La Fondazione vuole dare un forte impulso anche alla ricerca scientifica. Insieme alla Fondazione Policlinico Universitario Campus Bio-Medico e all’Università Campus-Bio-Medico di Roma, stiamo realizzando un centro integrato per la ricerca e la cura della malattia di Alzheimer che sarà dedicato alla diagnosi precoce e alla terapia. Tratto distintivo del Centro sarà la forte sinergia tra attività di ricerca, attività clinica con approccio multidisciplinare e diagnostica strumentale avanzata, con l’obiettivo di arrivare a una diagnosi veloce della malattia, per poter determinare terapie personalizzate e adeguate. L’assistenza da sola non basta, bisogna associarla all’avanzamento della ricerca, per assicurare ai pazienti e alle loro famiglie un futuro più nitido e promettente». Mentre esco dal Villaggio incontro la signora L. sottobraccio a suo figlio. Lei ogni tanto è confusa e non ricorda la strada. Al Villaggio però c’è sempre qualcuno che gliela indica perché, in fin dei conti, la vita cambia sempre direzione, ma sottobraccio è più facile tornare a casa.
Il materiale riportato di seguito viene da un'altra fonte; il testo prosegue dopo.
Issue #1068, opened 2026-07-29
A guarded command substitution in the primary value still false-denies when the line carries a tail


stevensacks:
`.claude/hooks/block-secrets-write.sh:308`

## Failure mode

The untrimmed-first ordering earlier in the loop rescues a guarded command substitution only when nothing follows it on the line. When the line also carries a tail, that judgement fails, and the tail-strip then cuts the value at the substitution's own `||`:

```bash
val=$(trim_value "$(sed -E 's/[[:space:]]+#.*$//; s/[[:space:]]+([|][|]|&&|;).*$//' <<<"$rest")")
```

The truncated remainder matches no allowlist arm, so the write is denied and its author is told to use an environment variable by a line that already uses one.

Verified reproducers, DENIED both on `main` at `3593b06f` and at PR #1066's head: a write containing `API_KEY=$(cat f || true) # note`, and a write containing `GH_TOKEN=$(gh auth token 2>/dev/null || true); export GH_TOKEN`. The control with no tail, a write containing `export GH_TOKEN=$(gh auth token 2>/dev/null || true)`, is ALLOWED on both, which isolates the tail as the trigger.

Hogeway e gli altri Villaggi della memoria in Europa

 

Nel 2009 nella cittadina di Weesp, in Olanda, nasce Hogeway, il “Villaggio dei senza memoria“, così ribattezzato dagli abitanti del luogo. Hogeway nasce su impulso di Yvonne van Amerongen, un’infermiera impiegata in case di cura per anziani e consulente sanitaria. Yvonne quotidianamente entrava in contatto con persone colpite da forme di demenza e, all’inizio degli anni ’90, cominciò a pensare in che modo si potesse rendere migliore la vita di questi pazienti che si era ormai ridotta esclusivamente all’attesa e alla somministrazione di terapie. Dopo molte raccolte fondi e grazie anche al contributo del governo olandese, con un investimento complessivo di 20 milioni di euro, il progetto prese corpo su un terreno di un ettaro e mezzo. Oggi ad Hogeway vivono circa duecento ospiti, distribuiti in più di 20 residenze, insieme a una numerosa comunità di professionisti sanitari in incognito. Al Villaggio infatti, il personale non indossa il camice e accudisce i pazienti con grande discrezione per mantenere l’impressione di normalità utile al benessere collettivo. Questo clima tranquillo è molto efficace per i malati di Alzheimer, la cui eventuale aggressività viene smorzata dallo stile di vita lento di Hogeway. Inoltre, il Villaggio è di grande conforto anche per le famiglie degli ospiti, che vengono supportate da un sistema validissimo, senza dover rinunciare a un rapporto sereno con i propri cari. Quello di Hogeway è solo il primo di una serie di esperimenti simili che hanno preso piede in Europa. Nello Yorkshire, in Inghilterra, nella città di Fartown, nel 2013, è nato un villaggio completamente ambientato negli anni ’50, in cui i suoi ospiti possano trovarsi immersi nelle atmosfere della loro giovinezza (poichè la malattia spesso causa perdita di memoria a breve termine ma conserva quella a lungo termine). Nel 2019 è stato inaugurato un progetto simile anche a Wiedlisbach, vicino a Berna, in Svizzera. In Italia invece, oltre il Villaggio di Fondazione Roma nella Capitale, esiste anche dal 2018 “Il paese ritrovato” a Monza, progetto coordinato dalla cooperativa La Meridiana.